Gosiulus conformatus Chamberlin, 1940

Gosiulus conformatus Chamberlin, 1940 View in CoL

Fig. 2–12 View Figures 2–5 View Figures 6–12

Gosiulus conformatus Chamberlin 1940: 10 View in CoL , pl. 4, fig. 32–35. Chamberlin and Mulaik 1941: 61. Causey

1952: 203. Chamberlin and Hoffman 1958: 138. Loomis 1959: 163; 1968: 160–162, fig. 6–7. Reddell

1965: 162; 1970: 399. Hoffman 1999: 154. Ziniulus aethes Chamberlin 1940: 13 , pl 6, fig. 48–50. Chamberlin and Hoffman 1958: 149. Loomis

1976: 290. New subjective synonymy. Ziniulus medicolens Chamberlin 1940: 13–14 , pl. 6, fig. 51–52. Chamberlin and Mulaik 1941: 61. Chamberlin and Hoffman 1958: 149. Loomis 1959: 163. New subjective synonymy. Ziniulus ambiguus Loomis 1959: 163 , fig. 20–23. New subjective synonymy. Ziniulus nati Loomis 1963: 122 , fig. 20–23. New subjective synonymy. Gosiulus aethes: Reddell 1965: 162 ; 1970: 399. Hoffman 1999: 154. Gosiulus ambiguus: Hoffman 1999: 154 . Gosiulus medicolens: Hoffman 1999: 154 . Gosiulus nati: Hoffman 1999: 155 .

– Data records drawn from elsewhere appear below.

PR #478, opened 2017-10-25
Control Script to support Host-Header based switching (for GE DC/OS)

adityats:


python/avi/sdk/samples/cust_scripts/ge-dcos-script.py
```diff
@@ -0,0 +1,280 @@
+#!/usr/bin/python
+import copy, json, os, string, sys
+from avi.sdk.avi_api import ApiSession
+from avi.rest.url_utils import slug_from_uri
```
grastogi23: avi.rest.url_utils this is not packaged with the SDK. It will cause failure in pip package creation. Suggest commit this into the devops repository.

grastogi23 (changes requested):

adityats:
@grastogi23 Made the library call local to the script for now.

grastogi23 (approved):

PR #481, opened 2017-10-26
Av 20903 - Adding Support for traffic generation in F5 Converter with test_vip

Jeyanthinath:
new flag test_vip is added 
        * tested for f5
        * not tested in netscalar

Type specimens. Male Lectotype ( NMNH) collected by S. and D. Mulaik on an unknown date in December 1939 south of Three Rivers, Live Oak County (Co.), Texas. Paralectotypes ( NMNH), all collected on unknown dates in December 1939 by S. and D. Mulaik, as follows: M, 3F from south of Brady , McCulloch Co .; MM, FF, juvs. from Big Spring, Howard Co .; and M, 3F from 27.2 km (12.0 mi) N Alice, Jim Wells (not Brooks) Co.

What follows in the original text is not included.